* **Exercise instructions**: Go through the listing below and output exactly the line with "1.39 → **0.76x (loss)** |", the line with "1.38 → **0.88x (loss)** |", and each line between; omit the rest.
Extracted information Start Marker
PR #2019, opened 2026-07-13
fix(producer): stabilize unacked-budget control

### LINKED ISSUE #2008: P0 perf: 1-broker producer throughput halved, acks-all now 0.69x Confluent — #1997 budget is feed-forward R̂×horizon on self-measured rate with no upward force
## Summary

Stress run [29254448922](https://github.com/thomhurst/Dekaf/actions/runs/29254448922) (commit e4b032c2): 1-broker producer throughput halved across every variant, and Dekaf now **loses to Confluent** on acks-all and idempotent:

| Scenario (1 broker) | Previous (~run 29237954294) | This run | Dekaf/Confluent ratio |
|---|---|---|---|
| Fire-and-forget | ~1.61M msg/s | 837k | 1.33 → 1.06 |
| Acks-all | ~1.64M msg/s | 836k | 1.29 → **0.69x (loss)** |
| Idempotent | ~1.65M msg/s | 740k | 1.39 → **0.76x (loss)** |
| Idempotent (3conn) | ~1.63M msg/s | 856k | 1.38 → **0.88x (loss)** |

The collapse is **scenario-independent** — FnF 837k / acks-all 836k / idempotent 740k all land at the same ~830k clamp. Signature: buffer utilization 2-4% the whole run, pressure `0/100`, Dekaf using only 0.90-0.95 cores (Confluent: 1.68-1.74). Delivery p95 is 0.74x of the 10ms target — the producer is self-throttled, not resource- or backpressure-bound. Round-trip throughput also fell 204k → 118k msg/s from the same mechanism (its 118 MB/s measured rate yields a ~1.2 MB budget ≈ one 1 MiB batch → near depth-1 pipelining).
Extracted information End Marker
* **Your response**:
| Idempotent | ~1.65M msg/s | 740k | 1.39 → **0.76x (loss)** |
| Idempotent (3conn) | ~1.63M msg/s | 856k | 1.38 → **0.88x (loss)** |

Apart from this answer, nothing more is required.